PR #2316, opened 2022-10-07
Fix ShortCircuitParametersSerializer boolean default values

etiennehomer:
Signed-off-by: Etienne Homer <etiennehomer@gmail.com>

No

It's a bug fix: the ShortCircuitParametersSerializer uses some default values for boolean values that are different from the default values used in the empty constructor. 

The serialization/deserialization is false for some values.


shortcircuit-api/src/main/java/com/powsybl/shortcircuit/json/ShortCircuitParametersSerializer.java
```diff
@@ -27,9 +28,9 @@ public ShortCircuitParametersSerializer() {
     public void serialize(ShortCircuitParameters parameters, JsonGenerator jsonGenerator, SerializerProvider serializerProvider) throws IOException {
         jsonGenerator.writeStartObject();
         jsonGenerator.writeStringField("version", ShortCircuitParameters.VERSION);
-        JsonUtil.writeOptionalBooleanField(jsonGenerator, "withLimitViolations", parameters.isWithLimitViolations(), false);
-        JsonUtil.writeOptionalBooleanField(jsonGenerator, "withVoltageMap", parameters.isWithVoltageMap(), false);
-        JsonUtil.writeOptionalBooleanField(jsonGenerator, "withFeederResult", parameters.isWithFeederResult(), false);
+        JsonUtil.writeOptionalBooleanField(jsonGenerator, "withLimitViolations", parameters.isWithLimitViolations(), DEFAULT_WITH_LIMIT_VIOLATIONS);
+        JsonUtil.writeOptionalBooleanField(jsonGenerator, "withVoltageMap", parameters.isWithVoltageMap(), DEFAULT_WITH_VOLTAGE_MAP);
+        JsonUtil.writeOptionalBooleanField(jsonGenerator, "withFeederResult", parameters.isWithFeederResult(), DEFAULT_WITH_FEEDER_RESULT);
```
miovd, line 33: Not sure this is good practice. In JSON (serialization in general), we can consider that no field for a boolean means it is false. However I agree there is a bug but this should not be the fix. The cleanest way would be for me to **always** serialize these fields. The second option is to fix the deserializer so that no field means `false`.

miovd (changes requested):
See comment in code.

shortcircuit-api/src/main/java/com/powsybl/shortcircuit/json/ShortCircuitParametersSerializer.java
etiennehomer: It's ok for me to always serialize these fields. I made the change

miovd (approved):

PR #2319, opened 2022-10-10
2318: allow target deadband negative values, allow configure importer…

### LINKED ISSUE #2318: IIDM validation: do not throw exception if target deadband < 0 found in a regulating control
Feature

In network validation of regulating controls when a negative target deadband is found an exception is thrown, instead of treating the error as bad data that could be fixed later.

Load a network with target deadband < 0.

Instead of throwing an exception, log the error and reduce the validation level of the network to EQUIPMENT. This way, the user will be able to completely load the case and fix later the bad values.

  - PowSyBl Version: 4.10.1

It would be interesting to check with the provider of the case where the issue was found if a negative value in the target deadband of a regulating control has a special meaning. The CIM/CGMES standard does not specify any requirement about the sign of the deadband, but maybe some users apply an interpretation here? (like only values below the setpoint will be allowed?).

zamarrenolm:

Closes #2318 

**Other information**:
The proposal here is to have a way of letting any importer know that the network we are creating should not be validated at the "most strict" validation level.


zamarrenolm:
Replaced by solution merged in #2317

PR #2326, opened 2022-10-17
Handle UCTE mixed ratio and phase tap changers

JB-H:
Signed-off-by: JB-H <jbheyberger@gmail.com>

#209
Here we propose to handle at the import the mixed ratio and phase tap changers

**Other information**:


ucte/ucte-converter/src/main/java/com/powsybl/ucte/converter/UcteImporter.java
```diff
@@ -549,6 +570,96 @@ private static void createPhaseTapChanger(UcteAngleRegulation ucteAngleRegulatio
...
+        // and build both equivalent phase tap changer and ratio tap changer such that it will be exact at ratio = nro
+
+        int lowerRatioTap = getLowTapPosition(uctePhaseRegulation, transformer);
+        RatioTapChangerAdder rtca = transformer.newRatioTapChanger()
+                .setLowTapPosition(lowerRatioTap)
+                .setTapPosition(uctePhaseRegulation.getNp())
+                .setLoadTapChangingCapabilities(!Double.isNaN(uctePhaseRegulation.getU()));
+        if (!Double.isNaN(uctePhaseRegulation.getU())) {
+            rtca.setLoadTapChangingCapabilities(true)
+                    .setRegulating(true)
```
annetill, line 592: I am trying to refactor (and understand) this PR. In case of combination, I understand that the approximation is right only for ratio tap changer current position. So for me we maybe have to set regulating boolean to false.

ucte/ucte-converter/src/main/java/com/powsybl/ucte/converter/UcteImporter.java
```diff
@@ -549,6 +549,96 @@ private static void createPhaseTapChanger(UcteAngleRegulation ucteAngleRegulatio
...
+            double dy = i * ucteAngleRegulation.getDu() / 100 * Math.sin(Math.toRadians(ucteAngleRegulation.getTheta()));
+            double dyEq = dy * (1. + nrduInit);
+            double dxEq = dx * (1. + nrduInit) + nrduInit;
+            switch (ucteAngleRegulation.getType()) {
+                case ASYM:
+                    rho = 1d / Math.hypot(dyEq, 1d + dxEq) / rhoInit; // the formula = 1d / Math.hypot(dyEq, 1d + dxEq) already takes into account rhoInit, so we divide by rhoInit that will be carried by the ratio tap changer
+                    alpha = Math.toDegrees(Math.atan2(dy, 1 + dx));
+                    break;
+
+                case SYMM:
```
annetill: @phiedw here in case of symmetrical phase tap changer, no difference with classical treatment.

ucte/ucte-converter/src/main/java/com/powsybl/ucte/converter/UcteImporter.java
JB-H: Agreed

ucte/ucte-converter/src/main/java/com/powsybl/ucte/converter/UcteImporter.java
JB-H: I checked with a Fresnel diagram and the composition of ratio + angle taps should only change the global ratio which is carried by the ratio tap changer. As I understand the Fresnel Diagram, this doesn't change the alpha.
The diffrence with the asymmetrical phase shifter is that the formula is true for all ratio taps for the symmetrical one.

annetill: Sorry indeed, I didn't understand that your work was not finished. So I will wait for symmetrical support to perform testing. As you see, I have simplified your equations to use only the current rho of the ratio tap changer. But I have to explain that in your documentation. Just tell me if it is okay for you.

ucte/ucte-converter/src/main/java/com/powsybl/ucte/converter/UcteImporter.java
```diff
@@ -497,55 +522,95 @@ private static void createRatioTapChanger(UctePhaseRegulation uctePhaseRegulatio
...
+        switch (ucteAngleRegulation.getType()) {
+            case ASYM:
+                if (currentRatioTapChangerRho == null) {
+                    rho = 1d / Math.hypot(dy, 1d + dx);
+                    alpha = Math.toDegrees(Math.atan2(dy, 1 + dx));
+                } else {
+                    double dyEq = dy / currentRatioTapChangerRho;
+                    double dxEq = (dx + 1) / currentRatioTapChangerRho - 1;
+                    rho = 1d / Math.hypot(dyEq, 1d + dxEq) / currentRatioTapChangerRho; // the formula = 1d / Math.hypot(dyEq, 1d + dxEq) already takes into account rhoInit, so we divide by rhoInit that will be carried by the ratio tap changer
+                    alpha = Math.toDegrees(Math.atan2(dyEq, 1 + dxEq));
```
phiedw, line 581: I don't understand what is trying to be achieved here.

Using the equations written here:
rho = 1 / hypot(dyEq, 1+dxEq) / rtcRho
      = 1 / hypot(dy/rtcRho, (dx+1)/rtcRho) / rtcRho
      = 1 / hypot(dy, dx+1) / rtcRho²
and 
alpha = atan2(dyEq, 1+dxEq)
          = atan2(dy/rtcRho, (dx+1)/rtcRho)
          = atan2(dy, dx+1)

Are these really the equations we wanted to use? (alpha would be unchanged, and rho would be divided by rtcRho squared)

ucte/ucte-converter/src/main/java/com/powsybl/ucte/converter/UcteImporter.java
JB-H: yes it is OK

ucte/ucte-converter/src/main/java/com/powsybl/ucte/converter/UcteImporter.java
JB-H: you are right, something is wrong, I will check that

JB-H: by the way here, rho is not divided by rtcRho squared but is unchanged

geofjamg (approved):
Tested on real data, it looks like to work perfectly!

phiedw (approved):
I agree with these equations :)

PR #2329, opened 2022-10-18
CGMES. Fix conversion of equivalent branches with different nominal voltages

zamarrenolm:

Fix the electric characteristics of IIDM lines converted from equivalent branches that have different nominal voltages at its ends.

Bad flows and pu parameters were obtained for equivalent branches that had different nominal voltages at both ends.

The equivalent branch PI model in CGMES includes an implicit ideal ratio in one of the ends, determined by its `BaseVoltage`, a reference that is required for all equivalent branch objects.
 To consider this ideal ratio without having to change the `Line` model in IIDM we have to perform some adjustments in the electric characteristics of the mapped object.
With this adjustment, the calculation of flows and the OLF gateway will work without any further change. That is, with this change, the OLF code that _adds a ratio to lines with different nominal voltage at both ends_ it is correct and **required**.


marqueslanauja (approved):

cgmes/cgmes-conversion/src/main/java/com/powsybl/cgmes/conversion/elements/EquivalentBranchConversion.java
```diff
@@ -75,12 +80,74 @@ private void convertEquivalentBranchAtBoundary(int boundarySide) {
...
         double gch = 0;
-        // If we have created buses and substations for boundary nodes,
-        // convert as a regular line
-        if (context.config().convertBoundary()) {
-            convertBranch(r, x, bch, gch);
+        // When the parameter convertBoundary is active:
+        // The boundary nodes are processed and included in the Network with a fictitious substation.
+        // The branches that lie on boundaries can be mapped to the Network directly in the ::convert method.
+        // So, this method should never be invoked when convertBoundary is active.
+        assert !context.config().convertBoundary();
```
miovd, line 87: Could you throw here a more explicit exception in the (unlikely) case it happens?
```java
if (context.config().convertBoundary()) {
      throw new PowsyblException("Boundaries should be converted");
}
```

zamarrenolm: The way the conversion works after we introducer handling boundaries using delayed nodes means that we will never reach this code when conversion of boundaries is active. This is why we preferred to put an assert instead of throwing an exception.

miovd: But in this case, I'm not sure what the assert brings to the table? It can be simply deleted.

zamarrenolm: As we have discussed, we changed the assert to an exception with a detailed explanation, just in case at some point the code is used with a different flow in the Conversion process.

miovd (approved):

PR #2343, opened 2022-10-26
Fix remaining dangling switches when replacing tee point by voltage level on line

FranckLecuyer:

no

Bug fix

Some dangling switches remain in the attached voltage level when replacing a tee point by voltage level on line.
screenshot

These dangling switches are properly removed.

No


iidm/iidm-modification/src/main/java/com/powsybl/iidm/modification/topology/ReplaceTeePointByVoltageLevelOnLine.java
```diff
@@ -335,7 +335,7 @@ public void apply(Network network, boolean throwException,
         removedLineReport(reporter, line1ZId);
         lineZ2.remove();
         removedLineReport(reporter, lineZ2Id);
-        lineZP.remove();
+        lineZP.remove(true);
```
miovd, line 338: From what I have understand, this feature is quite buggy and will be removed by @flo-dup . Maybe it is better to wait until the correction is made (it will call another modification)

miovd (changes requested):

iidm/iidm-modification/src/main/java/com/powsybl/iidm/modification/topology/ReplaceTeePointByVoltageLevelOnLine.java
flo-dup: indeed! see PR #2340

miovd: You can now use `RemoveFeederBay`!

flo-dup (approved):

PR #2345, opened 2022-10-27
Dangling line boundary implementation: get voltage level of network side

zamarrenolm:

Code clarification

A dangling line boundary can be queried for a voltage level.
The voltage level returned is always the voltage level of the network side of the dangling line.

The name of the method in `Boundary` interface has been changed to clarify this.


iidm/iidm-api/src/main/java/com/powsybl/iidm/network/Boundary.java
```diff
@@ -49,7 +49,5 @@ default Connectable getConnectable() {
     /**
      * Get the voltage level at network side.
      */
-    default VoltageLevel getVoltageLevel() {
-        return null;
-    }
+    VoltageLevel getNetworkSideVoltageLevel();
```
miovd, line 52: add a default impl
══════════
» **The problem**:
Look through the records and gather each line with the word "made".

» **Written reply**:
etiennehomer: It's ok for me to always serialize these fields. I made the change
miovd, line 338: From what I have understand, this feature is quite buggy and will be removed by @flo-dup . Maybe it is better to wait until the correction is made (it will call another modification)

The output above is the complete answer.